PR #18084, opened 2019-05-01
feat: migrate protocol module to NetworkService (Part 4)

zcbenz:
#### Description of Change

This is part of the changes to reimplement the protocol module with NetworkService API, the new implementation lives in parallel with current implementation and only gets used when `--enable-features=NetworkService` is passed.

This PR implements the `protocol.registerStreamProtocol` with NetworkService APIs, and also refactors the code of `AtomURLLoaderFactory`.

Due to the migration of NetworkService APIs, it is now possible to return different types of responses in one protocol handler, I have added an experimental `protocol.registerProtocol` API to demonstrate the possibility:

```js
protocol.registerProtocol('test', (request, callback) => {
  if (/* stream */) {
    callback('stream', {
      statusCode: 200,
      headers: {
        'content-type': 'text/html'
      },
      data: createStream('<h5>Response</h5>')
    })
  } else if (/* file */) {
    callback('file', '/path/to/file')
  }
})
```

#### Checklist

- [ ] `npm test` passes

#### Release Notes

Notes: no-notes

### DIFF
--- a/atom/browser/net/atom_url_loader_factory.cc
+++ b/atom/browser/net/atom_url_loader_factory.cc
@@ -186,7 +186,7 @@ void AtomURLLoaderFactory::StartLoading(
                        request, std::move(client), traffic_annotation, dict);
       break;
     case ProtocolType::kStream:
-      StartLoadingStream(std::move(client), dict);
+      StartLoadingStream(std::move(loader), std::move(client), dict);
       break;
     case ProtocolType::kFree:
       ProtocolType type;
@@ -306,6 +306,7 @@ void AtomURLLoaderFactory::StartLoadingHttp(
 
 // static
 void AtomURLLoaderFactory::StartLoadingStream(
+    network::mojom::URLLoaderRequest loader,
     network::mojom::URLLoaderClientPtr client,
     const mate::Dictionary& dict) {
   network::ResourceResponseHead head = ToResponseHead(dict);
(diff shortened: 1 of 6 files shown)


atom/browser/net/atom_url_loader_factory.cc
```diff
@@ -243,25 +304,42 @@ void AtomURLLoaderFactory::SendResponseHttp(
...
+
+  mate::Dictionary data = ToDict(dict.isolate(), stream);
+  v8::Local<v8::Value> method;
+  if (!data.Get("on", &method) || !method->IsFunction() ||
+      !data.Get("removeListener", &method) || !method->IsFunction()) {
+    client->OnComplete(network::URLLoaderCompletionStatus(net::ERR_FAILED));
+    return;
+  }
+
+  new NodeStreamLoader(std::move(head), std::move(client), data.isolate(),
```
deepak1556: Is it okay for this class to manage its own lifetime ?

zcbenz: This seems to be the only choice, I couldn't find a way to have Chromium manage its lifetime. `content::FileURLLoader` is also managing its own lifetime:

https://cs.chromium.org/chromium/src/content/browser/file_url_loader_factory.cc?type=cs&g=0&l=341

deepak1556: Oh cool, in that case should we check if `producer_` and `client_` handles are bound before accessing the methods when we receive data from JS land ?

zcbenz: `content::FileURLLoader` does not check bound for every call but it deletes itself when connection error happens, I have added the same for `NodeStreamLoader`.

----------------------------------------

Restate word for word only the lines running from the beginning of the data to the line holding "--- a/atom/browser/net/atom_url_loader_factory.cc", both included.

▸ TASK SOLUTION:
PR #18084, opened 2019-05-01
feat: migrate protocol module to NetworkService (Part 4)

zcbenz:
#### Description of Change

This is part of the changes to reimplement the protocol module with NetworkService API, the new implementation lives in parallel with current implementation and only gets used when `--enable-features=NetworkService` is passed.

This PR implements the `protocol.registerStreamProtocol` with NetworkService APIs, and also refactors the code of `AtomURLLoaderFactory`.

Due to the migration of NetworkService APIs, it is now possible to return different types of responses in one protocol handler, I have added an experimental `protocol.registerProtocol` API to demonstrate the possibility:

```js
protocol.registerProtocol('test', (request, callback) => {
  if (/* stream */) {
    callback('stream', {
      statusCode: 200,
      headers: {
        'content-type': 'text/html'
      },
      data: createStream('<h5>Response</h5>')
    })
  } else if (/* file */) {
    callback('file', '/path/to/file')
  }
})
```

#### Checklist

- [ ] `npm test` passes

#### Release Notes

Notes: no-notes

### DIFF
--- a/atom/browser/net/atom_url_loader_factory.cc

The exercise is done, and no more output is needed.